EXERCISE MATERIAL:
--- START ---
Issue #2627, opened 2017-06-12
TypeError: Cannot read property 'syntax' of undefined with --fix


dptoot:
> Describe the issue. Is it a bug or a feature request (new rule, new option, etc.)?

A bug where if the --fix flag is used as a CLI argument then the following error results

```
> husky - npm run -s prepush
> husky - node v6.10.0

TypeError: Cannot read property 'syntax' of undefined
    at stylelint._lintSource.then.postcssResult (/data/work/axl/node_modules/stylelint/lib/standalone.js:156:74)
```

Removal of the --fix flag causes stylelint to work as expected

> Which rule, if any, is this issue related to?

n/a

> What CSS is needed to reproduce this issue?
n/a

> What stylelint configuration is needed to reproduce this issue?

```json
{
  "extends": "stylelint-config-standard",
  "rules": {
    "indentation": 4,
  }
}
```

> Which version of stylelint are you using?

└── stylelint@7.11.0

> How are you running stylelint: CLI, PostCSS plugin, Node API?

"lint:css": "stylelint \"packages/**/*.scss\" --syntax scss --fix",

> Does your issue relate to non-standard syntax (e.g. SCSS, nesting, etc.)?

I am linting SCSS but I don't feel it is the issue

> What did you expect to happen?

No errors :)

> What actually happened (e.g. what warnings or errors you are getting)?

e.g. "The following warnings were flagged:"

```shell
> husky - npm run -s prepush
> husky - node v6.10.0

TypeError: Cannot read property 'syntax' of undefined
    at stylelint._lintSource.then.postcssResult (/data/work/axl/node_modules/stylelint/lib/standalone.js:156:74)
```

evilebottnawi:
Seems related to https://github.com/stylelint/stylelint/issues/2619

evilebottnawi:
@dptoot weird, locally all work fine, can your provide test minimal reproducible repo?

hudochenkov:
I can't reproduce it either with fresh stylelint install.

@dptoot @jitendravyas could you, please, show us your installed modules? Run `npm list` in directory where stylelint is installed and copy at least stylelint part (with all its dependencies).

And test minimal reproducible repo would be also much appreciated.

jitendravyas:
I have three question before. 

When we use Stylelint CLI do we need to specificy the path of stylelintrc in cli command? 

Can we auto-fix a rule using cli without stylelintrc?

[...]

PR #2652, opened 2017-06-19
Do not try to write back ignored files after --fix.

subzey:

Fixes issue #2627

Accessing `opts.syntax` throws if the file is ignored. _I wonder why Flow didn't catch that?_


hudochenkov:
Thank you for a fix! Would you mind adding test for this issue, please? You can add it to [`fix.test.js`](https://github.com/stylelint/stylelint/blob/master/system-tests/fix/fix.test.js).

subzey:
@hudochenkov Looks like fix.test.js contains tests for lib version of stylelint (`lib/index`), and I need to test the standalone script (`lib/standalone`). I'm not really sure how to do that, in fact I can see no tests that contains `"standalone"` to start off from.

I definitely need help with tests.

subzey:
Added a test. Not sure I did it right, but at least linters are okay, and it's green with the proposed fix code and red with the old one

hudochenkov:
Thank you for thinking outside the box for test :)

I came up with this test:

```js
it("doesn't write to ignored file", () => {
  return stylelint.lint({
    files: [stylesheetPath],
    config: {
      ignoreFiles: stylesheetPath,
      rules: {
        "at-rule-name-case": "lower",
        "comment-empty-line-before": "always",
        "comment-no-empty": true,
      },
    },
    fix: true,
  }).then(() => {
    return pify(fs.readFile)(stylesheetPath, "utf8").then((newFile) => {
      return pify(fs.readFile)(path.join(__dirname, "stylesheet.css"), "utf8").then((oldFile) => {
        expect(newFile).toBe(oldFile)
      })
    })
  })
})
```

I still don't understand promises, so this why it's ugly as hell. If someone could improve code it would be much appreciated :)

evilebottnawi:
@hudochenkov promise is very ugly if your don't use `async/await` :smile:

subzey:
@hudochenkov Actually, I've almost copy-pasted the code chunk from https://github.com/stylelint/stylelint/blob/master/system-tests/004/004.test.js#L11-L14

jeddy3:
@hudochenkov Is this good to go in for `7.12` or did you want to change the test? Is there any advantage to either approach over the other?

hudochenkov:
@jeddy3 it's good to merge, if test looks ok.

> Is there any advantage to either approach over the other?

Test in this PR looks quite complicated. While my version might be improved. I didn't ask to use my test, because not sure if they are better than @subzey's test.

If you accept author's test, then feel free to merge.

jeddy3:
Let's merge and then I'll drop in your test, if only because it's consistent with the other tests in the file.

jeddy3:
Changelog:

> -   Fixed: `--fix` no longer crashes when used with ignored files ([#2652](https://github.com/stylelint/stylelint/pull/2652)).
--- END ---
BRIEF:
Display each line of the data where "stylelintrc" occurs.

ANSWER SPACE:
When we use Stylelint CLI do we need to specificy the path of stylelintrc in cli command? 
Can we auto-fix a rule using cli without stylelintrc?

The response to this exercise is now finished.